Trafic de drogue, introduction illégale d’objets en prison, survol de centrales nucléaires ou autres sites sensibles, attentats, espionnage… avec la démocratisation de l’usage des drones, de nombreux dangers apparaissent, apportant leur lot de scénarios catastrophe. Qui est donc chargé de réglementer cette utilisation ?
Selon l’Administration fédérale de l’aviation américaine, l’on estime que d’ici 2020, plus de 7 millions de drones connectés seront utilisés à travers le monde. Il est donc évident que les priorités doivent être établies pour garantir un espace aérien mondial sûr et sécurisé, le ciel étant d’ores et déjà très fréquenté par les aviations et hélicoptères. Il est intéressant de suivre les régulateurs envisageant un ensemble de règles pour un meilleur partage du ciel en toute sécurité depuis l’introduction des appareils privés. D’un point de vue sécurité, cela permet d’éviter des incidents comme il y a pu en avoir ces derniers mois, notamment lorsqu’un drone a évité de peu la collision avec un avion à Montréal en avril dernier. Le ciel est généralement géré et contrôlé par des instances gouvernementales, d’où la nécessité de considérer avec précaution les objets privés dans cet espace « ouvert mais restreint ».

Au niveau européen, quelles sont les démarches qui ont déjà été initiées en faveur d’une réglementation de l’utilisation des drones ?
En réaction aux derniers événements relatifs aux drones, l’Agence européenne de la sécurité aérienne (AESA) a proposé des règles sur l’utilisation des petits drones : un encadrement des zones de vols non autorisées et une notice accompagnant le drone lors de sa vente sur les meilleures pratiques d’utilisation. Avec l’utilisation croissante des drones tant par les consommateurs que par des entreprises et instances gouvernementales, comme la police. Il est rassurant de voir de hautes instances réagir à des problématiques sécuritaires touchant le monde de l’Internet des objets (IoT), comme ce fut déjà le cas d’objets connectés par le passé (piratage de voitures connectées, etc).


Justement, à l’instar des objets connectés qui suscitent également de vives inquiétudes, la solution serait-elle d’obliger les fabricants à intégrer en amont des problématiques sécuritaires dès la conception de leurs engins volants ?

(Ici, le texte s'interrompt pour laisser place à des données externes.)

PR #1711, opened 2017-09-19
Revert "Schema extension updates"

PatAltimore:
Reverts microsoftgraph/microsoft-graph-docs#1706


api-reference/v1.0/resources/schemaextension.md
```diff
@@ -29,8 +29,8 @@ See the [schema extension example](../../../concepts/extensibility_schema_groups
 | Property	   | Type	|Description|
 |:---------------|:--------|:----------|
 |description|String|Description for the schema extension.|
-|id|String|The unique identifier for the schema extension definition. The value must be a concatenation of one of your verified domains (e.g. contoso.com) and a name for the schema extension - e.g. *contoso_mySchema*. |
-|owner|String|The `appId` of the application that is the owner of the schema extension. This property can be supplied on creation, to set the owner.  If not supplied, then the calling application's `appId` will be set as the owner. In either case, the signed-in user must be the owner of the application. Once set, this property is read-only and cannot be changed.|
```
angelgolfer-ms: I must have overlooked this appId mention before. This should be "application ID". In general, if we refer to a property name, we need to make it clear the parent object of the property (especially the object in context, in this case that's schemaExtension, is not the parent object), and provide a link to that parent object on first mention.

api-reference/beta/resources/schemaextension.md
```diff
@@ -32,8 +32,8 @@ See the [schema extension example](../../../concepts/extensibility_schema_groups
...
-|owner|String|The `appId` of the application that is the owner of the schema extension. This property can be supplied on creation, to set the owner.  If not supplied, then the calling application's `appId` will be set as the owner. In either case, the signed-in user must be the owner of the application. Once set, this property is read-only and cannot be changed.|
+|id|String|The unique identifier for the schema extension definition. <br>You can assign a value in one of two ways: <ul><li>Concatenate the name of one of your verified domains with a name for the schema extension to form a unique string in this format, \{_&#65279;domainName_\}\_\{_&#65279;schemaName_\}. As an example, `contoso_mySchema`. </li><li>Provide a schema name, and let Microsoft Graph use that schema name to complete the **id** assignment in this format: ext\{_&#65279;8-random-alphanumeric-chars_\}\_\{_&#65279;schema-name_\}. An example would be `extkvbmkofy_mySchema`.</li></ul>This property cannot be changed after creation. |
+|owner|String|The appId of the application that created the schema extension. Read-only.|
```
angelgolfer-ms: I must have overlooked this appId mention before. This should be "application ID". In general, if we refer to a property name, we need to make it clear the parent object of the property (especially the object in context, in this case that's schemaExtension, is not the parent object), and provide a link to that parent object on first mention.

PR #1749, opened 2017-09-25
[DO NOT MERGE] Office 365 usage reports JSON version to Beta

kszb:


api-reference/beta/api/reportroot_skypeforbusinessactivityusercounts.md
```diff
@@ -0,0 +1,89 @@
...
+{
+  "@odata.context": "https://graph.microsoft.com/beta/$metadata#Collection(microsoft.graph.skypeForBusinessActivityUserCounts)", 
+  "value": [
+    {
+      "peerToPeer": 413, 
+      "organized": 30, 
+      "participated": 91, 
+      "reportRefreshDate": "2017-09-01", 
+      "reportDate": "2017-09-01", 
+      "reportPeriod": "7"
```
ElizabethSamuel-MSFT: I'm curious why reportPeriod is a string

api-reference/beta/api/reportroot_skypeforbusinessactivityuserdetail.md
```diff
@@ -0,0 +1,157 @@
...
+      "organizedConferenceIMCount": 0, 
+      "organizedConferenceAudioVideoCount": 0, 
+      "organizedConferenceAudioVideoMinutes": 0, 
+      "organizedConferenceAppSharingCount": 0, 
+      "organizedConferenceWebCount": 0, 
+      "organizedConferenceDialInOut3rdPartyCount": 0, 
+      "organizedConferenceCloudDialInOutMicrosoftCount": 0, 
+      "organizedConferenceCloudDialInMicrosoftMinutes": 0, 
+      "organizedConferenceCloudDialOutMicrosoftMinutes": 0, 
+      "participantedConferenceIMCount": 0,
```
ElizabethSamuel-MSFT: I don't understand what this represents: participantedConferenceIMCount. Do you mean, participatedInConferenceIMCount?

api-reference/beta/api/reportroot_skypeforbusinessorganizeractivityusercounts.md
```diff
@@ -0,0 +1,95 @@
...
+
+## Request headers
+
+| Name          | Description               |
+| :------------ | :------------------------ |
+| Authorization | Bearer {token}. Required. |
+
+## Response
+
+If successful, this method returns a `200 OK` response code and an **skypeForBusinessOrganizerActivityUserCounts** object in the response body.
```
ElizabethSamuel-MSFT: Please ensure that "an" is used before vowels but use "a" otherwise. In this case, it should be "and a" instead of "and an"

api-reference/beta/api/reportroot_skypeforbusinessactivityusercounts.md
kszb: The period parameter is string type.

api-reference/beta/api/reportroot_skypeforbusinessactivityuserdetail.md
kszb: Yes. I've already reviewed the field names before. This means the conference participated in.

ElizabethSamuel-MSFT: That's a concern because participanted is not a valid word and may confuse developers.

api-reference/beta/api/reportroot_office365activeusercounts.md
```diff
@@ -21,7 +21,7 @@ One of the following permissions is required to call this API. To learn more, in
 <!-- { "blockType": "ignored" } -->
 
 ```http
-GET /reports/Office365ActiveUserCounts(period='{period_value}')?$format=application/json
```
ElizabethSamuel-MSFT: per our meeting yesterday: you should keep the $format here as it's required at this point. When the function supports both csv and json then you can remove it from the request and update the instructions accordingly.

api-reference/beta/api/reportroot_office365activeuserdetail.md
```diff
@@ -36,7 +36,7 @@ In the request URL, provide the chosen query parameter with a valid value.
 
 > **Note:** You need to set either period or date in the URL.
 
-This method supports the `$top` and `$skipToken` [OData query parameters](../../../concepts/query_parameters.md) to customize the response.
+This method supports the `$format`, `$top` and `$skipToken` [OData query parameters](../../../concepts/query_parameters.md) to customize the response. `$format` must be set application/json value.
```
ElizabethSamuel-MSFT: Query parameters should be in its own section.

ElizabethSamuel-MSFT: To keep with the pattern of the rest of the content, you should insert a "Query parameters" section with this information after the HTTP request section.

api-reference/beta/resources/office365activeuserdetail.md
```diff
@@ -0,0 +1,16 @@
+# office365ActiveUserDetail resource type
```
ElizabethSamuel-MSFT: Please include a brief description of the resource

api-reference/beta/resources/office365activeuserdetail.md
```diff
@@ -0,0 +1,16 @@
...
+
+## Properties
+
+| Property          | Type   |
```
ElizabethSamuel-MSFT: Known pending item: Add description for each property

api-reference/beta/resources/office365activeuserdetail.md
```diff
@@ -0,0 +1,16 @@
...
+| reportRefreshDate | Date   |
+| office365         | Int64  |
+| exchange          | Int64  |
+| oneDrive          | Int64  |
+| sharePoint        | Int64  |
+| skypeForBusiness  | Int64  |
+| yammer            | Int64  |
+| teams             | Int64  |
+| reportDate        | Date   |
+| reportPeriod      | String |
```
ElizabethSamuel-MSFT: Should add a JSON representation section for the resource. Please include the comment block before the json code block to enable validation.

api-reference/beta/resources/office365activeuserdetail.md
kszb: As said before, we always have one resource type for one function, so the description of resource type is almost the same with function, I don't know whether we need to add that. For some cases, which the same resource is used by several different functions, the meaning of resource would be different when they apply in different functions.

ElizabethSamuel-MSFT: But you can't assume that the user is coming from the function context, especially if you're including it in the TOC as that means the user may come upon this documentation but not the function with the description. You should still be able to give the gist of the resource's purpose in the brief description. Also, if the difference is that important between the different functions, then it might be worth calling out here.

api-reference/beta/resources/office365activeuserdetail.md
```diff
@@ -14,3 +14,43 @@
...
+
+<!-- {
+  "blockType": "response",
+  "truncated": true,
+  "@odata.type": "microsoft.graph.office365ActiveUserDetail"
+} -->
+
+```http
+{
+  "reportRefreshDate": "2017-09-01",
```
ElizabethSamuel-MSFT: The JSON representation should in general have the type of the property instead of a sample value. Please see here for a sample: https://developer.microsoft.com/en-us/graph/docs/api-reference/beta/resources/timezoneinformation

api-reference/beta/api/reportroot_getoffice365activeuserdetail.md
```diff
@@ -46,7 +46,7 @@ This method supports the `$format`, `$top` and `$skipToken` [OData query paramet
 
 ## Response
 
-If successful, this method returns a `200 OK` response code and an **[office365ActiveUserDetail](../resources/office365activeuserdetail)** object in the response body.
+If successful, this method returns a `200 OK` response code and an **[office365ActiveUserDetail](../resources/office365activeuserdetail.md)** object in the response body.
```
ElizabethSamuel-MSFT: verify that referenced files are correct, particularly where you updated names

Sensibiliser à la sécurité et demander aux décideurs de mettre en place des règles claires pour anticiper les problèmes oriente le marché dans la bonne direction. C’est un élément nécessaire pour prévenir (ou forcer) les fournisseurs à prendre en compte, dès le début, des fondamentaux tels que la sécurité, l’authentification, la sûreté et la protection des données. Gemalto observe avec attention l’évolution du marché des drones. Ce marché est une référence pour le monde de l’IoT en général car il rassemble les défis et risques habituellement rencontrés par les objets connectés : connectivité, sécurité, authentification forte, chiffrement des données. Si nous tenons réellement à profiter et bénéficier du potentiel de l’Internet des objets, nous devons, par conséquent, concevoir des règles de sécurité fortes.

Quid de la protection des données ?
On observe également une tendance à la régulation pour plus de confidentialité et de protection des données (avec la RGPD par exemple). Ce besoin fort en protection des données est crucial car ces appareils créent et récupèrent des données sensibles (grâce, entre autres, à des caméras ou des capteurs). Aussi, sans pour autant tomber dans un scénario trop pessimiste, les drones peuvent être potentiellement dangereux pour les humains s’ils sont utilisés à des fins malveillantes ou si des fonctionnalités de sécurité ont été négligées voire occultées.